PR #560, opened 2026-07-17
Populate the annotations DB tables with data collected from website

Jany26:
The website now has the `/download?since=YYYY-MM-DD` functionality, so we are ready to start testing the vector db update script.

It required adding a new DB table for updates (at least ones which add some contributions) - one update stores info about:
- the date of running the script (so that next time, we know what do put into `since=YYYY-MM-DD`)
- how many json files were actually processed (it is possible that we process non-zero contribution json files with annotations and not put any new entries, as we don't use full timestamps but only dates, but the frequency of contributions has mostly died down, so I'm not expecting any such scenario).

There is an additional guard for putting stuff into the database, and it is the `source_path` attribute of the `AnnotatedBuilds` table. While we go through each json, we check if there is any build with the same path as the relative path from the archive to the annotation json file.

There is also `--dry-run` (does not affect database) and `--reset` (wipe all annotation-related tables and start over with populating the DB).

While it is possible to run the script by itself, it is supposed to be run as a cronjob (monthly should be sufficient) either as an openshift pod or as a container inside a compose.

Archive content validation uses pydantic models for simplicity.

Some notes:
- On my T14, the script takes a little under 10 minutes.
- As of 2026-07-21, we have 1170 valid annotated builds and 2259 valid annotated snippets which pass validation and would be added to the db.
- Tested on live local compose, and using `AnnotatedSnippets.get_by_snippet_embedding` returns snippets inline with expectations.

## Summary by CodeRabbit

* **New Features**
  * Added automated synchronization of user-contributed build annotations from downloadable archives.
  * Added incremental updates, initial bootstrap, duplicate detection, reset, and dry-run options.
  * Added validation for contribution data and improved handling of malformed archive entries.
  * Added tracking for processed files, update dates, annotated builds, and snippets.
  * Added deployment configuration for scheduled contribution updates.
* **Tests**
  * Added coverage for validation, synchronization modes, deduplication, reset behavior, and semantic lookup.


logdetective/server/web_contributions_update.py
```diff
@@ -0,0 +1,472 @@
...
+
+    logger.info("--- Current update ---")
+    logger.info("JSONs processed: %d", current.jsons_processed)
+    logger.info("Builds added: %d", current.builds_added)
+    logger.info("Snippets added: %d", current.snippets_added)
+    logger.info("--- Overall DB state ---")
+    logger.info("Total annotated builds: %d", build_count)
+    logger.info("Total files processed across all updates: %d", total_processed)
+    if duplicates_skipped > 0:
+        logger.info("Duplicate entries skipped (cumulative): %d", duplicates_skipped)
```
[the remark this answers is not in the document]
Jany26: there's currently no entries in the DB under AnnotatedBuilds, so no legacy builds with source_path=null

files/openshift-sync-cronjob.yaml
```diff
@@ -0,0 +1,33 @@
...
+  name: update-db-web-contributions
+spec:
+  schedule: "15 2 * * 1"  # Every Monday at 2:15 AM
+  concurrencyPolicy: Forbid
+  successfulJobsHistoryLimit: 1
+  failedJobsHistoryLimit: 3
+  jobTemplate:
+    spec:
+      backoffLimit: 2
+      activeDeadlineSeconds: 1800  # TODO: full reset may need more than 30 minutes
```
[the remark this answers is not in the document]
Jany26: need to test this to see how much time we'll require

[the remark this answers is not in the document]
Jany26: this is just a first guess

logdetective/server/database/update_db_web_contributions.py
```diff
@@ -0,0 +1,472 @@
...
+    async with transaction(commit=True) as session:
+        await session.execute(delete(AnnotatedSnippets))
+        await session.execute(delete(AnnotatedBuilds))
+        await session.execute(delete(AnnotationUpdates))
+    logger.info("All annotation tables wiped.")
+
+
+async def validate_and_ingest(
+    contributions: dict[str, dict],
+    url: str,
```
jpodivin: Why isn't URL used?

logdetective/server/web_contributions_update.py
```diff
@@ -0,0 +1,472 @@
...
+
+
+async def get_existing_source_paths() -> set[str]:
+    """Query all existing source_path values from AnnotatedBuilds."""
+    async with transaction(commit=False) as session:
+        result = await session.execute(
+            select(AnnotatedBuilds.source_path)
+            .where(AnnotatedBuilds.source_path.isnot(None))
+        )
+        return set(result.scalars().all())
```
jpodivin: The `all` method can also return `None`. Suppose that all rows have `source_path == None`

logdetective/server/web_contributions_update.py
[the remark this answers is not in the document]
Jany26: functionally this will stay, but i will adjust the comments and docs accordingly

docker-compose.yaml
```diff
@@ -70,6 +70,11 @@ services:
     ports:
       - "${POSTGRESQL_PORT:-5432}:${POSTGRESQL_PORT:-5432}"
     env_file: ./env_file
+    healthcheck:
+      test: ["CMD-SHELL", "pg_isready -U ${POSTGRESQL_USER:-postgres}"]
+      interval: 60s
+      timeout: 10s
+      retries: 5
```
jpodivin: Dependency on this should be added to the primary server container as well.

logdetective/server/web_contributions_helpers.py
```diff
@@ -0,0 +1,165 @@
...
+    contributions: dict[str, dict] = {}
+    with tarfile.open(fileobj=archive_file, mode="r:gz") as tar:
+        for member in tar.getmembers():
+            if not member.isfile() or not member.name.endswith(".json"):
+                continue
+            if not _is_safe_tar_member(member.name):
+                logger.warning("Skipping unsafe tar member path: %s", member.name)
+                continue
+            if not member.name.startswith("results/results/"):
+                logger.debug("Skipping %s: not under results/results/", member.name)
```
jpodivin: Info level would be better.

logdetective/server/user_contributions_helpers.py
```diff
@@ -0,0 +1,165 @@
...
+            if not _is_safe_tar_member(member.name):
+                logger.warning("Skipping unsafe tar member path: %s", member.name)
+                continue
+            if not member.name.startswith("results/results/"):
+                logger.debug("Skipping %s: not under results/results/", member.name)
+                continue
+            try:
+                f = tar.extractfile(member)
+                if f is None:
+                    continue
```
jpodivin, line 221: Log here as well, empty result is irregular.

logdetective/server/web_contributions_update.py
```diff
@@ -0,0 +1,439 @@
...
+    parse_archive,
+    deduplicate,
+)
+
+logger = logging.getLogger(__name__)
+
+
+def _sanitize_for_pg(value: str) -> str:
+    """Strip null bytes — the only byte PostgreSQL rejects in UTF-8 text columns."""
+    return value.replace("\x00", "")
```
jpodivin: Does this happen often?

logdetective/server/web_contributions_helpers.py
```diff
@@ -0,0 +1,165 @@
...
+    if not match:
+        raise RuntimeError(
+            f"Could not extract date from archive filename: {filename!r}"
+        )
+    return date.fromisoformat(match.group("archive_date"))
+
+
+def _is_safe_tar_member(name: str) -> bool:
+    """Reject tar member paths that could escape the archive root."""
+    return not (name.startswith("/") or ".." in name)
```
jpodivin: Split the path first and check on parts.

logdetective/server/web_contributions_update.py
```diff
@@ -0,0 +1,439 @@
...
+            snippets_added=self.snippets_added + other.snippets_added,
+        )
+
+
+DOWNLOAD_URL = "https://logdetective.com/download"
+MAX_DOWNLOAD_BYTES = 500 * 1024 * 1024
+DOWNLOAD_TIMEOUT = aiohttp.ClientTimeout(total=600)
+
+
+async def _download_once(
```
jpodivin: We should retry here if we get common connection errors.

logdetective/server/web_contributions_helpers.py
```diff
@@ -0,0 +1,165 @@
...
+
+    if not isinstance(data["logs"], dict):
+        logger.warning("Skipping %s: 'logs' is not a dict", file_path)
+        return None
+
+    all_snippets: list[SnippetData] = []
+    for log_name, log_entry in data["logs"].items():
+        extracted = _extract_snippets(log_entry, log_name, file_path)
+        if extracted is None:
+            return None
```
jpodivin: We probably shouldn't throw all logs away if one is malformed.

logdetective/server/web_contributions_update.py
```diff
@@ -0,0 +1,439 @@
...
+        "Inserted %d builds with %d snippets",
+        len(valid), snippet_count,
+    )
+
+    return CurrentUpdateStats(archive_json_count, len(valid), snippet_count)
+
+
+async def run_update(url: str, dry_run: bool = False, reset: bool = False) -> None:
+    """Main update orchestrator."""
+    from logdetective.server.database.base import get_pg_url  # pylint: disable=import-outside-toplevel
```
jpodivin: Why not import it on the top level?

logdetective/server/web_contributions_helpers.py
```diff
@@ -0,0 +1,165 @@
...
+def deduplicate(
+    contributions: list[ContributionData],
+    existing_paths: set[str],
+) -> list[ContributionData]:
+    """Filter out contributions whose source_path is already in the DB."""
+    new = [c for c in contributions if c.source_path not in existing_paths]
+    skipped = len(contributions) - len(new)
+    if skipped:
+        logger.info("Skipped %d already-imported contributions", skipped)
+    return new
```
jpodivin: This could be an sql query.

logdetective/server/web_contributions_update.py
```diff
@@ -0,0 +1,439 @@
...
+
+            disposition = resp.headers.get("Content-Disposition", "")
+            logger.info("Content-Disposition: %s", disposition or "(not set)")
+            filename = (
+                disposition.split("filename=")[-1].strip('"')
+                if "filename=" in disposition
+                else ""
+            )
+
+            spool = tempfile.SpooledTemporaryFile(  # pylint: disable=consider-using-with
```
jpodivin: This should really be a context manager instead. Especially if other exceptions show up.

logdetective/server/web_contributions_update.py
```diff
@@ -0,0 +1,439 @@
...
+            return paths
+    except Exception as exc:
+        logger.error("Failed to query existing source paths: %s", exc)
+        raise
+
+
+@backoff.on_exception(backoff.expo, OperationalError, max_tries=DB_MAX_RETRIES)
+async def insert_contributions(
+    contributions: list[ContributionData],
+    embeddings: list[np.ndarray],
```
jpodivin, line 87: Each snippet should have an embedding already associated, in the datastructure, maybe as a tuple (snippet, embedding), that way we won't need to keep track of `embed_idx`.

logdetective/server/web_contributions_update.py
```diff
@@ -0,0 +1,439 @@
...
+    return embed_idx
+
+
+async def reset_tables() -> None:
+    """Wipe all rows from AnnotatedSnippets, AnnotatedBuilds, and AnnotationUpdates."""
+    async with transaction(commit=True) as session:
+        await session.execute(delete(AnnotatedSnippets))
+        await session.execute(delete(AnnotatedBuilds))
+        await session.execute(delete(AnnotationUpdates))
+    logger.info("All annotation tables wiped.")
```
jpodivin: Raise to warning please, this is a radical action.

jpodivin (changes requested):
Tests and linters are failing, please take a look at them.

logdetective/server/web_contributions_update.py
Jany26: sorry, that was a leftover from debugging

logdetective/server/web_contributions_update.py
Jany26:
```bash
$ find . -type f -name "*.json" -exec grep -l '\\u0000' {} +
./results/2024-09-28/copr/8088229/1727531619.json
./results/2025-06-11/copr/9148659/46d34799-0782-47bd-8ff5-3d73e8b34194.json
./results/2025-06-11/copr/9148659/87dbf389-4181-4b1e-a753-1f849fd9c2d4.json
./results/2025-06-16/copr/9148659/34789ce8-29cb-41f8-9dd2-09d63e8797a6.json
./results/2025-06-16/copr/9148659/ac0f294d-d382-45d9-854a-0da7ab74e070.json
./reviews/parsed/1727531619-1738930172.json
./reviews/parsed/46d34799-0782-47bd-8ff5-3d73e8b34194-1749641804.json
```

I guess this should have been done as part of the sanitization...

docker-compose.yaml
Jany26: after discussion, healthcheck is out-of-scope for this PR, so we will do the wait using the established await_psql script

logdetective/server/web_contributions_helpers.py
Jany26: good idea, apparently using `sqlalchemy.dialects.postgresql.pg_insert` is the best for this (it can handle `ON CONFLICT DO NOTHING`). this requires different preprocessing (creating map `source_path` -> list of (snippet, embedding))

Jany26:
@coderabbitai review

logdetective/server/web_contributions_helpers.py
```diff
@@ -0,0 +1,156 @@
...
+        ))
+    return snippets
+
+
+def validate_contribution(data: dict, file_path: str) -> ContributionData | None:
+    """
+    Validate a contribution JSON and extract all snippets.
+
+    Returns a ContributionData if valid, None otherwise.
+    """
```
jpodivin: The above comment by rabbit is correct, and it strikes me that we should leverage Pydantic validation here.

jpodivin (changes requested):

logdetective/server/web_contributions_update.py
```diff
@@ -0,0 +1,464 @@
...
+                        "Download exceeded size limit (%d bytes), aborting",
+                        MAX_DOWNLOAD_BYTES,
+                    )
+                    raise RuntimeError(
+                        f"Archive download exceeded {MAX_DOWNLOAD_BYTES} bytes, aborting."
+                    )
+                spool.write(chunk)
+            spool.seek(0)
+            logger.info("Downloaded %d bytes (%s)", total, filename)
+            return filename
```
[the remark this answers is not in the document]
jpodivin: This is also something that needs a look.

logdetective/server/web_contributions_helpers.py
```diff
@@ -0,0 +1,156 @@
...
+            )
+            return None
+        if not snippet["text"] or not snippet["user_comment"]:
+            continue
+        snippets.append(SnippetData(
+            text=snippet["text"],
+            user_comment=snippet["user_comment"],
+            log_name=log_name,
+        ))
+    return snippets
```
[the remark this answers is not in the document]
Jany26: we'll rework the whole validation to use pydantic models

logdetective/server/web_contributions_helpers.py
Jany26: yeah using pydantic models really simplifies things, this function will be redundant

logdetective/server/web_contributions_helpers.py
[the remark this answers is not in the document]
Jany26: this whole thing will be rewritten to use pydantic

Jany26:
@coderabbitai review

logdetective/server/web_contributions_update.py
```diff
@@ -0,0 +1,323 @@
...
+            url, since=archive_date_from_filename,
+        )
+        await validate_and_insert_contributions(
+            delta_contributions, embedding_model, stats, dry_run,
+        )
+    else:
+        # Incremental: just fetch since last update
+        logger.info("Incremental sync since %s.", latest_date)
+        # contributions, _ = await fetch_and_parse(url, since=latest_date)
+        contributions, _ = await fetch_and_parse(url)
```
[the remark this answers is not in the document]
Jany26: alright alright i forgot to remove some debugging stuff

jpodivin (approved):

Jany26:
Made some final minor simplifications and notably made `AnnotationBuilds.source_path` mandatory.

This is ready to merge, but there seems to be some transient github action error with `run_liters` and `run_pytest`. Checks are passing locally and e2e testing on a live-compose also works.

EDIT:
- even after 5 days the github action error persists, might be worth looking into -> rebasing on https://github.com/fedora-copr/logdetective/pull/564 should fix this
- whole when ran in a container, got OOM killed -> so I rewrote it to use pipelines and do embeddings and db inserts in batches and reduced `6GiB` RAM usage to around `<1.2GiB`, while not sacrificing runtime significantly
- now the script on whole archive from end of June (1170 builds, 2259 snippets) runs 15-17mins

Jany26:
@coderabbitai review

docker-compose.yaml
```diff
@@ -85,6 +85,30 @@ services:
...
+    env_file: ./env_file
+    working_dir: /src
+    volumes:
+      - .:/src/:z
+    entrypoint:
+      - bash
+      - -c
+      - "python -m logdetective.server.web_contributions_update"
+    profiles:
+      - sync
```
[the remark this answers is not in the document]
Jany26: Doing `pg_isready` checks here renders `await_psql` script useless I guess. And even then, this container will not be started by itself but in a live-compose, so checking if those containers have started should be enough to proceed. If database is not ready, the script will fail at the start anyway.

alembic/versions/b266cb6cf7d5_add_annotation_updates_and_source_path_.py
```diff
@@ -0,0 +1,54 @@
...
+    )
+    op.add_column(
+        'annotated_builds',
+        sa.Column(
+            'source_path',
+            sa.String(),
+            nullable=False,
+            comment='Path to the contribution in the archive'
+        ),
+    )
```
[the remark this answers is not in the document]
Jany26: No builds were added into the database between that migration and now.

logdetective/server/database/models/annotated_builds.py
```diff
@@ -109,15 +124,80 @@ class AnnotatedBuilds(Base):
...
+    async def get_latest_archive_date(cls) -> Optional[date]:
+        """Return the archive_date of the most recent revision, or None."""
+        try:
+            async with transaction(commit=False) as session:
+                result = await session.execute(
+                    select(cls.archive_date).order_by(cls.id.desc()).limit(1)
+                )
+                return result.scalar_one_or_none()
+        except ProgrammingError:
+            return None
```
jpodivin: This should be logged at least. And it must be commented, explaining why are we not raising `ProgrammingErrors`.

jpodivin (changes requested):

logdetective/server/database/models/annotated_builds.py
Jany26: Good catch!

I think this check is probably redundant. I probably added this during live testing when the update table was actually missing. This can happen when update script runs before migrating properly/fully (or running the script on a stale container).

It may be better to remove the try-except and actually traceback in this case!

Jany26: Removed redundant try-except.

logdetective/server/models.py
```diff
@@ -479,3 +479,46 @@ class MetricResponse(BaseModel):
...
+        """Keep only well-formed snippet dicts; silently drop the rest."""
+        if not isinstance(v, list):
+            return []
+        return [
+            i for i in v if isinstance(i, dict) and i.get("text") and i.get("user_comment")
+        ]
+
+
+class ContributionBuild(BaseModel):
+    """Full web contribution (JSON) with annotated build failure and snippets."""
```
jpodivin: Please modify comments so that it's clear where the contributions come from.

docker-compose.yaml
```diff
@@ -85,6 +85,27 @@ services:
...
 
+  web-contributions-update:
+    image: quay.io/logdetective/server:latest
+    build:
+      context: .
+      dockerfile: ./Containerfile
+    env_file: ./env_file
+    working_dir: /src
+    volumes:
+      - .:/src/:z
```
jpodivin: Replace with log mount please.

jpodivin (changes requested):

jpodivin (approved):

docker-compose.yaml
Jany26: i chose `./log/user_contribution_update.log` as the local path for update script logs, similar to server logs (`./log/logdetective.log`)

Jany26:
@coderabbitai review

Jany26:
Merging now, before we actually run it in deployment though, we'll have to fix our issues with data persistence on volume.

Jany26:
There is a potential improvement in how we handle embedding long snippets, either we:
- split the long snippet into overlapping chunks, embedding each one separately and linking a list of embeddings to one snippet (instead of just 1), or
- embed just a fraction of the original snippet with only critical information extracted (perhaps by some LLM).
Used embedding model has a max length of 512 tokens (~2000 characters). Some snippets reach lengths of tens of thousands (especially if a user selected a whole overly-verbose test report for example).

————

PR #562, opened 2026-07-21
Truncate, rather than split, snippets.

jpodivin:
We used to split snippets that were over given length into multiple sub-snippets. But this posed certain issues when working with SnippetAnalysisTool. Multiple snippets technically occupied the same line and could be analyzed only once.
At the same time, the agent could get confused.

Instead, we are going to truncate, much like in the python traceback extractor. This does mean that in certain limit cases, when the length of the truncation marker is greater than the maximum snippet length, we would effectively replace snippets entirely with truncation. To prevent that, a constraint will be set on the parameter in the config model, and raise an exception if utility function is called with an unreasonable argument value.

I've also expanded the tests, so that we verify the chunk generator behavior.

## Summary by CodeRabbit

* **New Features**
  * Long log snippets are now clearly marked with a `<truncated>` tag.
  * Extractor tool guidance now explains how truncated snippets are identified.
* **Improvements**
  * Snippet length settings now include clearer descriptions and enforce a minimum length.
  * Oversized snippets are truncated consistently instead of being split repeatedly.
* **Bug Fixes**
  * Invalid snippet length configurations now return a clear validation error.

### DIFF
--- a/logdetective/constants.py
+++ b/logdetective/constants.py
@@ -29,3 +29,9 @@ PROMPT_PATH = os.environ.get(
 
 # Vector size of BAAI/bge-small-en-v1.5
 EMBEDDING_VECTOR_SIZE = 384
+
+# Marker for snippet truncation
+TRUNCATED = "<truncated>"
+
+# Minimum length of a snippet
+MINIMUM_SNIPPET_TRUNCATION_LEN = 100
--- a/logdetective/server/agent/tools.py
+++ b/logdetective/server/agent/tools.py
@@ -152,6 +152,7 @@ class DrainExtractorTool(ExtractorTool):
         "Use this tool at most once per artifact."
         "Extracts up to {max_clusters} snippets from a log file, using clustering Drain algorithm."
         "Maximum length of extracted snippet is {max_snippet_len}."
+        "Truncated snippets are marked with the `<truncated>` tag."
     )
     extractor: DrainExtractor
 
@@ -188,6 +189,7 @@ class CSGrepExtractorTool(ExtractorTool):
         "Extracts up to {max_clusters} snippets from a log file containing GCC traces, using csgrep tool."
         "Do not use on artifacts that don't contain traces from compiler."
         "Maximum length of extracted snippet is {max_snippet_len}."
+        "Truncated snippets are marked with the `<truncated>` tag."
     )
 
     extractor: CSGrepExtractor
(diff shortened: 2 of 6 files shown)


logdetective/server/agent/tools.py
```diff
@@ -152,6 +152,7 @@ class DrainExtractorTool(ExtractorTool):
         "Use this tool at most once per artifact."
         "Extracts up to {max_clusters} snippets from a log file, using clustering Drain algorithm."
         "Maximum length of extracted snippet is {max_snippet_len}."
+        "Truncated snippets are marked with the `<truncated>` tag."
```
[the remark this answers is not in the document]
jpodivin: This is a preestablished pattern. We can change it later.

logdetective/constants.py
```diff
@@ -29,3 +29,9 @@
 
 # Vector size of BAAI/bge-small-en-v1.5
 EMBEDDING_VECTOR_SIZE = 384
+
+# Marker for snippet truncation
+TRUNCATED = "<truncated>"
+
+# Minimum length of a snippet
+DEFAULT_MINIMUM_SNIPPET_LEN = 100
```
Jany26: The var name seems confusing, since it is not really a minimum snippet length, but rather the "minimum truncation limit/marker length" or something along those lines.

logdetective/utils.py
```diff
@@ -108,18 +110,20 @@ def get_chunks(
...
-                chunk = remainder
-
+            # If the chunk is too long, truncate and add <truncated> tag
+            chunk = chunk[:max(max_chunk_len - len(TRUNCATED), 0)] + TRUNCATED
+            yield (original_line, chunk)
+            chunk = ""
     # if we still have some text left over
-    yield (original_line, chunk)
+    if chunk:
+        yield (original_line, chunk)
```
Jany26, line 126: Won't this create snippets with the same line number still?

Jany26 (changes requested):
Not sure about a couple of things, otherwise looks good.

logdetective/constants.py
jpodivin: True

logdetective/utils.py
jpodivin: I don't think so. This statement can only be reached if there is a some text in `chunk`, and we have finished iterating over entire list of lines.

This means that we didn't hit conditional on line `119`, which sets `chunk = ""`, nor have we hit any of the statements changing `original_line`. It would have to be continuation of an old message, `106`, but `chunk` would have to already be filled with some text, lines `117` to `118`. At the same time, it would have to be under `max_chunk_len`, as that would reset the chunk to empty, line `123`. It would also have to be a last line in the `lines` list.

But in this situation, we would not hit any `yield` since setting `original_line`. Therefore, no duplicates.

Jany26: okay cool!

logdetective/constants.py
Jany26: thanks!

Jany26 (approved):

————

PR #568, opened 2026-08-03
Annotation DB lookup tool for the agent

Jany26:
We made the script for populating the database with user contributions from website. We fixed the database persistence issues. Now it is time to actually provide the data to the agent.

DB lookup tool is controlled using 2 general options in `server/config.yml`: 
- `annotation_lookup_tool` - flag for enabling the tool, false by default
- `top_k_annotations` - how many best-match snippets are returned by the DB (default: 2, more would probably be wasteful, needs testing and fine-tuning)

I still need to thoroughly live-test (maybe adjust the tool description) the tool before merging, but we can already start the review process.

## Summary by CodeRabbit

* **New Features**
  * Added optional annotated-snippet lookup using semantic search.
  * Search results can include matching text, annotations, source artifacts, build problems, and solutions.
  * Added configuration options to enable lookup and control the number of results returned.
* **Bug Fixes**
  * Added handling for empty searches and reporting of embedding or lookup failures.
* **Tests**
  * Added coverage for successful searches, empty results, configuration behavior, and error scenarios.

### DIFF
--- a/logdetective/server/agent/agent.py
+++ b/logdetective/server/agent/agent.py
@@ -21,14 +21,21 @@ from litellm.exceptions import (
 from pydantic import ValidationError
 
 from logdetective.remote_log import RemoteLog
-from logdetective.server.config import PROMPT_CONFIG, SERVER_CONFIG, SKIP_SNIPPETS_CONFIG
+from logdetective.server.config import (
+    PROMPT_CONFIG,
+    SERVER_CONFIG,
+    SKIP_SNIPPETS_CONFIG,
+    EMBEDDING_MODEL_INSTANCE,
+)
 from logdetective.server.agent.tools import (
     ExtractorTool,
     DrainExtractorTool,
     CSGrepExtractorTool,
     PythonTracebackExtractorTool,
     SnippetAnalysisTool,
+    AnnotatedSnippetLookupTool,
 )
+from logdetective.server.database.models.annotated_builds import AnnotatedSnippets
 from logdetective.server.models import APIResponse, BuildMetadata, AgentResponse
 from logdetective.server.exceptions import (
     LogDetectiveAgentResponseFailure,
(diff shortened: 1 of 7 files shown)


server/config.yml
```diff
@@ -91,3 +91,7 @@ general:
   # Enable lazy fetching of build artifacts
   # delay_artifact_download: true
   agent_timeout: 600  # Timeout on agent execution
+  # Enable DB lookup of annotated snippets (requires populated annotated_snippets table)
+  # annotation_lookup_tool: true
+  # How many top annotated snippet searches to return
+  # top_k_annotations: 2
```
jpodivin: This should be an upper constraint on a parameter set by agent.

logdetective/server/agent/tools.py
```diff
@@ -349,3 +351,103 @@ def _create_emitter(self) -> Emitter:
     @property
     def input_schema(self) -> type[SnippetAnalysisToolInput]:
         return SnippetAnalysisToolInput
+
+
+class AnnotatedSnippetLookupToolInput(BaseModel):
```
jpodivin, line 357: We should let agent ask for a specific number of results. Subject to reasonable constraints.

————

- _Task brief_
Check each line in the records for the word "spool" and say how many have it, with nothing else.

- _Response to this exercise_
3